Data section:
%%
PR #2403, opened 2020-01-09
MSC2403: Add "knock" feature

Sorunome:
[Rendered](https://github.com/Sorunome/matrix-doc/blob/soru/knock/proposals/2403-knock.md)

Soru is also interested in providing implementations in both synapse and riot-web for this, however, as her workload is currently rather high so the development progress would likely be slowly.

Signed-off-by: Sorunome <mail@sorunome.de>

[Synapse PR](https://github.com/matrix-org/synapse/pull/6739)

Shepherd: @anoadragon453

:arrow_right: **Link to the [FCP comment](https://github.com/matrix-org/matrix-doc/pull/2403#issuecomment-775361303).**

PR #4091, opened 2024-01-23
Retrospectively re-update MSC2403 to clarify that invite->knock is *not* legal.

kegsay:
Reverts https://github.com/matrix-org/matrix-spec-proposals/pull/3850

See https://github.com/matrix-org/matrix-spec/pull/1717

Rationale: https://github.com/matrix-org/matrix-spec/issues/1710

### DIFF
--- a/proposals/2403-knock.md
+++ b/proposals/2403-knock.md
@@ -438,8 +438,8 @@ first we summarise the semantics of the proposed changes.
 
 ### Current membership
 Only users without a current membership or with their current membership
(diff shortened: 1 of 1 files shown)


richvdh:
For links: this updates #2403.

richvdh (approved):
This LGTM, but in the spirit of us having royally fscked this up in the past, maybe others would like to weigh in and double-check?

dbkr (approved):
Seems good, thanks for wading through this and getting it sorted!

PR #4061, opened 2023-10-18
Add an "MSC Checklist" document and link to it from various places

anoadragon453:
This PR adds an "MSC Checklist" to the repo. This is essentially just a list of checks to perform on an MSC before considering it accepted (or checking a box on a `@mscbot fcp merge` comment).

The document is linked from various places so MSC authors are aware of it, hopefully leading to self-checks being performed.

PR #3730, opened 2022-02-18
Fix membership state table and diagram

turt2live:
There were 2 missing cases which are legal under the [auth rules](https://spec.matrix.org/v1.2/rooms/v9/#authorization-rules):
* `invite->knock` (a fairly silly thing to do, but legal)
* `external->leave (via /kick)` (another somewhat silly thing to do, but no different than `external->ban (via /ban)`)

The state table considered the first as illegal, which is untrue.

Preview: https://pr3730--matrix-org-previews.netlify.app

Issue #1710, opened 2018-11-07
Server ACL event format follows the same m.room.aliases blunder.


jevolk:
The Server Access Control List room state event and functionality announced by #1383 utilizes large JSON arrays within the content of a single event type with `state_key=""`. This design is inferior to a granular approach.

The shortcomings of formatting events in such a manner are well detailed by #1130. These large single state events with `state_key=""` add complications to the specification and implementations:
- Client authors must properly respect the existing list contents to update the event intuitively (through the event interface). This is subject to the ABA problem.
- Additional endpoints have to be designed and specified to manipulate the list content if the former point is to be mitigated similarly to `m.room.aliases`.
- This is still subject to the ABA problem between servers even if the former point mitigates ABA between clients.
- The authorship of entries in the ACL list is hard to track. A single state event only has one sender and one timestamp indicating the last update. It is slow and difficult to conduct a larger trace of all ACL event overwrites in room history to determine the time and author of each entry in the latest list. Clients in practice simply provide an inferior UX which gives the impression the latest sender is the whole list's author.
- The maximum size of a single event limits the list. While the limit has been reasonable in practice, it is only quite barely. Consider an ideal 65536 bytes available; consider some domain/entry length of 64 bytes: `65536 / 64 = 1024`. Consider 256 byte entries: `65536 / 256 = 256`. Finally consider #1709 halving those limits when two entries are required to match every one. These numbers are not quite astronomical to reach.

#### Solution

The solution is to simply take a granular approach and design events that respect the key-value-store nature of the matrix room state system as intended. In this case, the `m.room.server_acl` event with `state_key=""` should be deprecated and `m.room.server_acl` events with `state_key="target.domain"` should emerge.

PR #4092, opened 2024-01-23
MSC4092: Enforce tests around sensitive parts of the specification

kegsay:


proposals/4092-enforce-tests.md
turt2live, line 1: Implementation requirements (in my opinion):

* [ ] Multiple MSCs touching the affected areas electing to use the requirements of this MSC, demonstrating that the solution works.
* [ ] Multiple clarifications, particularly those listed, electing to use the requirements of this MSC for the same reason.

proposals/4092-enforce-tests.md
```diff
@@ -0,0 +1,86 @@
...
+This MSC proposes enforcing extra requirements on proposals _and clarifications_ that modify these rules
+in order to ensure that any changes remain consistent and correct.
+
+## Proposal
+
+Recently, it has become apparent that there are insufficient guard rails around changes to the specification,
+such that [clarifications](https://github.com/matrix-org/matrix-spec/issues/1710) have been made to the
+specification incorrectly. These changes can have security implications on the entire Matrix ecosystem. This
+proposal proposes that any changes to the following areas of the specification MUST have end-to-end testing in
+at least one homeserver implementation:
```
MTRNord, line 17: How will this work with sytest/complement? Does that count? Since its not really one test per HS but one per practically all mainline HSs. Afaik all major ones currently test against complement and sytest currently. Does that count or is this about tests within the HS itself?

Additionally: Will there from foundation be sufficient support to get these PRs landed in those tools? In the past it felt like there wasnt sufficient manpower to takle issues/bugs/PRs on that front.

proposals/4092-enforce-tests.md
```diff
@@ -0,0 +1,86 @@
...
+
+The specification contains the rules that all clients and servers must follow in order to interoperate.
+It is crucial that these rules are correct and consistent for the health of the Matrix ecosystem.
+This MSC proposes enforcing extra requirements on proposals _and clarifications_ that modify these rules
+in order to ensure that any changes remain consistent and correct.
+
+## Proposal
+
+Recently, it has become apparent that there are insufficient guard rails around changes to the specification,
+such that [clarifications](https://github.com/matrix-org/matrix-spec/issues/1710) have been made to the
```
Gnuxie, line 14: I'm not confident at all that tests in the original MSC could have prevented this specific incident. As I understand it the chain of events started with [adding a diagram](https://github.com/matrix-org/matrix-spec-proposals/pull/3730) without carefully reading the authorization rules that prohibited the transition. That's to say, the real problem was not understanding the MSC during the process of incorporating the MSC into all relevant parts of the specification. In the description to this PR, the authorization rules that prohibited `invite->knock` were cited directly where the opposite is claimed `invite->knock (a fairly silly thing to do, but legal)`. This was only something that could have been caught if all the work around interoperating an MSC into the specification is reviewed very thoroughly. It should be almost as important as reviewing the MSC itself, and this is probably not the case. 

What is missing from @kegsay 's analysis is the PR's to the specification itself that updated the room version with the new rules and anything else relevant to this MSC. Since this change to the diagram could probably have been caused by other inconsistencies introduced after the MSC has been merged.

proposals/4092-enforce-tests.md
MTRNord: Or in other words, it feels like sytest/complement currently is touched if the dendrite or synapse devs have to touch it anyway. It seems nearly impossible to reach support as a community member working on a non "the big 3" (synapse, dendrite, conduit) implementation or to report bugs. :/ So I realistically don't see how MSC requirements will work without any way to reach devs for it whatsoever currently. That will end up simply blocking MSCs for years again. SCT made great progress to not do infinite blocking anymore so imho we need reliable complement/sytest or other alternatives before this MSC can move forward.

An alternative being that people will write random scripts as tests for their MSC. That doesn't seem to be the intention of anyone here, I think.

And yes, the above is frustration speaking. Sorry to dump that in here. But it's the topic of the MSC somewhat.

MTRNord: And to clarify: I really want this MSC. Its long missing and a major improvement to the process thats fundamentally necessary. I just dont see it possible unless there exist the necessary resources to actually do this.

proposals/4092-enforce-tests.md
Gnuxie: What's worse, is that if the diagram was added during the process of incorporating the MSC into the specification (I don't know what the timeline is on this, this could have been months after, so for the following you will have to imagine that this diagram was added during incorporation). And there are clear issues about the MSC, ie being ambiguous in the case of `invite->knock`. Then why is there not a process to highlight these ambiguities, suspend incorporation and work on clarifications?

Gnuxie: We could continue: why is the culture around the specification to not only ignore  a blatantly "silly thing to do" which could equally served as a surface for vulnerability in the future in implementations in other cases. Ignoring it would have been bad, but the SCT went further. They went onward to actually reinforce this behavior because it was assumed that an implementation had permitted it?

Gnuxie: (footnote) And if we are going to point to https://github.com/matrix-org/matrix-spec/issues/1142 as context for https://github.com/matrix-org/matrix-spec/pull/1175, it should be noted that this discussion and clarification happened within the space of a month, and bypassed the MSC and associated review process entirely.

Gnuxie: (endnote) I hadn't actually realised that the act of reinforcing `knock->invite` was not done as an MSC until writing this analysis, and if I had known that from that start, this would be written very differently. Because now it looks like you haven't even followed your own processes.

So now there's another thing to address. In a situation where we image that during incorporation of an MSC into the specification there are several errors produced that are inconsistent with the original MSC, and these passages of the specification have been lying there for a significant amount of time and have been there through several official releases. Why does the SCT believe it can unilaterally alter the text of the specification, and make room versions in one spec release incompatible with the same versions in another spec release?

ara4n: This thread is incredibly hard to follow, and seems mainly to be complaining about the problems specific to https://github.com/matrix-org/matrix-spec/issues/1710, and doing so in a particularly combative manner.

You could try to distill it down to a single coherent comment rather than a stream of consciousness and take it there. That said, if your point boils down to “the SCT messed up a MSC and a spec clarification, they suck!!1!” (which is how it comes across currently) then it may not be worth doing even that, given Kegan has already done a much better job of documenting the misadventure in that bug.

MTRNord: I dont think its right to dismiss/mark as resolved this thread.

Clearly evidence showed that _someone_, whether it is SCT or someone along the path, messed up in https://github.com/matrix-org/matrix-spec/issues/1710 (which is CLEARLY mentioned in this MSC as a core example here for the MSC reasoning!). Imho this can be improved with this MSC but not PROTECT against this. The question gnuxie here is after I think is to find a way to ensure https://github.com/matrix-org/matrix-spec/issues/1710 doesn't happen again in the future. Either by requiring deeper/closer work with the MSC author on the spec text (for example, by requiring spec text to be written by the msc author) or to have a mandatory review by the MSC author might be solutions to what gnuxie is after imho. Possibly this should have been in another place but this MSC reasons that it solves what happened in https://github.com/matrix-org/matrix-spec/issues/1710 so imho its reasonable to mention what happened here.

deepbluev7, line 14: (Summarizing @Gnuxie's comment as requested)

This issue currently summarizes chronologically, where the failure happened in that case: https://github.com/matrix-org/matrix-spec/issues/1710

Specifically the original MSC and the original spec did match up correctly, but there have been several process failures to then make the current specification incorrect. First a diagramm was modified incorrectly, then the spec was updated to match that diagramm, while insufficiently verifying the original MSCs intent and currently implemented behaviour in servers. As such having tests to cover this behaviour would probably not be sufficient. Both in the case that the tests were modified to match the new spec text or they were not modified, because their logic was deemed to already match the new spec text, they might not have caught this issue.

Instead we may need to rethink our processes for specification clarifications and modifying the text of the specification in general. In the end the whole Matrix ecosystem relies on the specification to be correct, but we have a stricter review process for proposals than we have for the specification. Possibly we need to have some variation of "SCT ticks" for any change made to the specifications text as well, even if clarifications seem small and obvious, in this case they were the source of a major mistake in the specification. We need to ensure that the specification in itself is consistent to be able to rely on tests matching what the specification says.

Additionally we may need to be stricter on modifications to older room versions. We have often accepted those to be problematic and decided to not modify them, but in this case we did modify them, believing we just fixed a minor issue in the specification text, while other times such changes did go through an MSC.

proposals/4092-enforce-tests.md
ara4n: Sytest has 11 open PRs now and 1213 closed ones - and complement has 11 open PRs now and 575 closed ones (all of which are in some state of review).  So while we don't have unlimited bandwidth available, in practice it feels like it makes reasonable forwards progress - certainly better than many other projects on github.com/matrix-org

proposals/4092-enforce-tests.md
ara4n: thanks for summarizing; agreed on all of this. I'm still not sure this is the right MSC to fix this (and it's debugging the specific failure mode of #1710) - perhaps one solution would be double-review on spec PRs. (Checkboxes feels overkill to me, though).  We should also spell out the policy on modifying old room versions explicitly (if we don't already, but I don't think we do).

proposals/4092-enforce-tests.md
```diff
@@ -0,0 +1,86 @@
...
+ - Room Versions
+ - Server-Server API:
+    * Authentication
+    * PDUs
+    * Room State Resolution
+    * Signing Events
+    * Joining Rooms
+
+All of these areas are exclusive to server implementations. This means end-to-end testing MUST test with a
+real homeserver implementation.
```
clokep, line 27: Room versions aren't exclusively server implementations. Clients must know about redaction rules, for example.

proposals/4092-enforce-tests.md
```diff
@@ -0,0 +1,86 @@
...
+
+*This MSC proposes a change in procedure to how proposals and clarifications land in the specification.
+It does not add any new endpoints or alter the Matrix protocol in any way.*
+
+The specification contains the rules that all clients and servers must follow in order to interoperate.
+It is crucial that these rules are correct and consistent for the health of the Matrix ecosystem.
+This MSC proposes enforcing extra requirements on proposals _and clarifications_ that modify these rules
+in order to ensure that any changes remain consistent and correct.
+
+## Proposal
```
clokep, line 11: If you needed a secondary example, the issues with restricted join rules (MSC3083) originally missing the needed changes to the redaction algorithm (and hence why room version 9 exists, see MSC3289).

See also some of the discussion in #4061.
%%
Prompt:
Copy whichever lines in the listing above contain the word "actually".

Response box:
MTRNord: And to clarify: I really want this MSC. Its long missing and a major improvement to the process thats fundamentally necessary. I just dont see it possible unless there exist the necessary resources to actually do this.
Gnuxie: We could continue: why is the culture around the specification to not only ignore  a blatantly "silly thing to do" which could equally served as a surface for vulnerability in the future in implementations in other cases. Ignoring it would have been bad, but the SCT went further. They went onward to actually reinforce this behavior because it was assumed that an implementation had permitted it?
Gnuxie: (endnote) I hadn't actually realised that the act of reinforcing `knock->invite` was not done as an MSC until writing this analysis, and if I had known that from that start, this would be written very differently. Because now it looks like you haven't even followed your own processes.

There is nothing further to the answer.